In Erin Brockovich, it’s pretty clear what a woman’s place is supposed to be. Opening in a job interview, Erin (Julia Roberts) sits with her permed hair and low-cut top, explaining that she might not have experience but she learns fast. Oh, and she has three kids to support by herself. Typically, she’s turned away. ‘I don’t need pity, I need a paycheck,’ she argues with another potential employer. ‘And I’ve looked, but when you spend the past six years raising babies its real hard to convince anyone to give you a job that pays a penny’. But she’s a mother who kisses her children goodnight and tucks them in, who puts them first even if it means she has to spend time away from them. Somehow the patriarchal ideals of motherhood makes her both the icon and the failure.

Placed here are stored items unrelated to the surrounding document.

Issue #726, opened 2026-04-16
Multilingual select options


alistair3149:
Follows-up to https://github.com/ProfessionalWiki/NeoWiki/issues/719

> Written following a design discussion with @alistair3149 about #719.
> Context: NeoWiki codebase, select property type from #711, Schema JSON format.
> <sub>Written by Claude Code, `Opus 4.7`</sub>

## Summary

Select option labels are plain strings in the Schema JSON. With stable IDs landing in
#719, the label becomes presentation data decoupled from stored statement values —
which makes per-language labels feasible without breaking existing data. Worth
designing deliberately rather than retrofitting later.

## Open questions

* **Scope boundary**: just option labels, or the broader problem (Schema names,
  Property Definition labels, descriptions)? Starting narrow is safer but risks
  painting ourselves into a corner.
* **Storage shape**: inline language map on the option (e.g. `label: {en, de, ...}`),
  MediaWiki message keys, Translate extension integration, or something else.
* **Editor UX**: how a Schema editor enters and switches between languages.
* **Fallback rules**: behavior when a label isn't translated for the user's language.

## Related

* #719 (stable IDs — prerequisite for this being clean)
* #711 (select property type)
* https://github.com/ProfessionalWiki/NeoWiki/issues/710

JeroenDeDauw:
Design exploration in #747 proposes bundling this with #719's editor-side follow-up and #718, since all three want the same new option-list UI component. #747 also captures the HW 2026-04-16 preference for convention-over-configuration via MediaWiki system messages as the default direction for this issue.

JeroenDeDauw:
Part of an ECHOLOT requirement: [FR2.10 — support multilingual data and schemas/vocabularies](https://github.com/ECHOLOT-ECCCH/echolot-WP2/issues/27).

Issue #718, opened 2026-04-07
Add color support for select options


JeroenDeDauw:
Follows-up to https://github.com/ProfessionalWiki/NeoWiki/pull/711

> Created by @JeroenDeDauw with Claude Code.
> Context: NeoWiki select property type implementation, competitive analysis of Notion/Airtable/Coda.
> <sub>Written by Claude Code, `Opus 4.6`</sub>

## Summary

The select property type currently stores options as plain strings (e.g. `["Draft", "Review", "Approved"]`). All major competitors (Notion, Airtable, Baserow, NocoDB) support per-option colors, rendering selected values as colored tags/chips.

The current data model is forward-compatible — options could later become objects with `label` + `color` (e.g. `[{"label": "Draft", "color": "blue"}, ...]`) without changing the property type name or storage value type.

## What to consider

- Named colors from a fixed palette (like Notion: `"blue"`, `"green"`, `"red"`) vs hex codes (like NocoDB)
- Auto-assignment of colors when options are created
- Colored rendering in infobox display, subject editor chips, and schema display
- Migration path from plain string options to object options

Related: #719

JeroenDeDauw:
Design exploration in #747 proposes bundling this with #719's editor-side follow-up and #726, since all three want the same new option-list UI component.

krabina:
Probably this should also support bootstrap colors, since most third party wiki use Chameleon skin?
https://getbootstrap.com/docs/5.3/customize/color/
So you can set "primary", "secondary", "warning", "danger", "success" etc. and get the colors that are defined in your bootstrap theme.

PR #740, opened 2026-04-17
Add stable IDs for select options

### LINKED ISSUE #719: Add stable IDs for select options
Follows-up to https://github.com/ProfessionalWiki/NeoWiki/pull/711

> Created by @JeroenDeDauw with Claude Code.
> Context: NeoWiki select property type implementation, competitive analysis of Notion/Airtable/Coda.

## Summary

Select options are currently identified by their display string. This means renaming an option (e.g. "Draft" to "First draft") breaks the link to all existing subjects that use that value.

Notion, Airtable, and Baserow solve this by giving each option a stable ID separate from the display name. Statements then reference the ID, and renaming only changes the display label.

## What to consider

- Options would become objects: `{"id": "opt_abc123", "label": "Draft"}` instead of plain `"Draft"`
- Statements would store the option ID as value instead of the label string
- Display layer resolves IDs to labels at render time
- Migration path from string-based options
- Whether this should be tackled together with or separately from color support (#718)

Related: #718

alistair3149:
Fixes https://github.com/ProfessionalWiki/NeoWiki/issues/719

> Result of extensive back-and-forth with @alistair3149 — design discussion, implementation strategy,
> and a mid-PR scope reduction (tombstone feature deferred as YAGNI).
> Context: the NeoWiki codebase, issue #719, competitive comparison of Notion/Airtable/Baserow,
> browser smoke testing against the local dev wiki.

Tested modifying the existing select options in the editor.
There are no visible regression.

## Summary

Migrates select-property options from `string[]` to `{id, label}[]`. Stored statement values reference the
option `id`, so renaming a label no longer breaks existing statements. The write API accepts either an `id`
or a `label` and resolves to the canonical id server-side.

- `SelectOption` value objects in both PHP and TypeScript domain layers
- Statement values store option IDs (not labels)
- `SelectDisplay` resolves IDs to labels; unknown IDs show `(unknown option)`
- Write path accepts `id`, `label`, or `{id, label}` object; mismatched `{id, label}` rejected; object with
  `id` only requires a matching option (no label-fallback)
- No migration from the legacy string-option format: loading a legacy schema throws `InvalidArgumentException`

## Known limitation — schema editor UI

`SelectAttributesEditor.vue` is unchanged in this PR. It still rebuilds the entire options array from chip
labels on save, using the label as the id (`{id: label, label}`). That means saving a schema through the UI
editor after it was edited via the ID-aware API (or by hand through source) will rewrite every option's id
to its current label, orphaning any existing statements.

This is left intentionally out of scope because it requires some UI design work on the options input in the SchemaEditor.
When we work on anything that edits "properties" of an option (e.g. #718, #726), then we will need the UI.

## Design notes

- `StatementListPatcher` stays pure. Resolution lives in two new pure readonly services — `SelectValueResolver`
  (single value) and `SelectPatchResolver` (patch walker) — invoked from the Action layer where
  `SchemaLookup` is already in hand.
- When `SchemaLookup` returns `null` the patch passes through unresolved (lenient), matching the pre-PR
  behaviour. Follow-up-worthy for observability but not urgent.
- Label uniqueness is case-insensitive and whitespace-trimmed, global across all options. Tombstoning was
  scoped out; there is no live-only distinction.
- Translatable option labels are tracked separately in #726.

## Test plan

- [x] `make phpunit filter='Domain.*Schema'` — 49/49
- [x] `make phpunit filter='Application'` — 79/79 (1 pre-existing skip)
- [x] `make phpunit filter='SchemaContent'` — 9/9
- [x] `make tsci` — lint + build + Vitest green
- [x] Browser: subject display resolves IDs to labels; `(unknown option)` fallback renders when a stored
      value doesn't match any current option
- [x] Browser: subject edit picker shows labels, writes IDs (verified the stored JSON carries IDs after save)
- [x] REST: `PATCH /rest.php/neowiki/v0/subject/{id}` with `value: "Active"` (a label) resolves to the
      option ID before storing
- [x] Full `make phpunit` on CI (Neo4j-backed integration suite doesn't reliably run in the local env)

### DIFF
--- a/DemoData/Schema/Company.json
+++ b/DemoData/Schema/Company.json
@@ -20,7 +20,12 @@
 		},
 		"Status": {
 			"type": "select",
-			"options": ["Active", "Inactive", "Acquired", "Dissolved"],
+			"options": [
+				{ "id": "o1demo1aaaaaaa1", "label": "Active" },
+				{ "id": "o1demo1aaaaaaa2", "label": "Inactive" },
+				{ "id": "o1demo1aaaaaaa3", "label": "Acquired" },
+				{ "id": "o1demo1aaaaaaa4", "label": "Dissolved" }
+			],
 			"required": true
 		},
 		"World domination progress": {
--- a/DemoData/Schema/Everything.json
+++ b/DemoData/Schema/Everything.json
@@ -42,16 +42,31 @@
 		},
 		"select/select": {
 			"type": "select",
-			"options": ["Draft", "Review", "Approved", "Archived"]
+			"options": [
+				{ "id": "o1demo1aaaaaab1", "label": "Draft" },
+				{ "id": "o1demo1aaaaaab2", "label": "Review" },
+				{ "id": "o1demo1aaaaaab3", "label": "Approved" },
+				{ "id": "o1demo1aaaaaab4", "label": "Archived" }
+			]
 		},
 		"select/select (required)": {
 			"type": "select",
-			"options": ["Low", "Medium", "High", "Critical"],
+			"options": [
+				{ "id": "o1demo1aaaaaac1", "label": "Low" },
+				{ "id": "o1demo1aaaaaac2", "label": "Medium" },
+				{ "id": "o1demo1aaaaaac3", "label": "High" },
+				{ "id": "o1demo1aaaaaac4", "label": "Critical" }
+			],
 			"required": true
 		},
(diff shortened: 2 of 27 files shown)


JeroenDeDauw:
Follow-up design issue opened for the schema editor work (stable IDs, colors, translations): #747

The landscape of On the Basis of Sex almost feels like another world. It begins at Harvard Law School, where infamous Ruth Bader Ginsberg (Felicity Jones) walks the hallowed halls amongst a tsunami of men. The pressures appear differently (class can be just as big a disadvantaging factor as gender), but it doesn’t take long to notice they’re still there. At a dinner held especially for the nine female students to ‘welcome’ them, the Dean asks them to explain why they are occupying a place that could have gone to a man. One says she didn’t want to get married or become a teacher, so- ‘that’s not a very good reason,’ the Dean interrupts. When it gets to Ruth, you can see her hesitation. So, she lies. Her husband also studies law, so she wants to learn to be ‘a more patient and understanding wife’. Cut to Ruth kicking her shoes off at home, ranting to her husband while her fourteen-month-old baby sleeps in the next room. ‘We came to Harvard to be lawyers! Why else?’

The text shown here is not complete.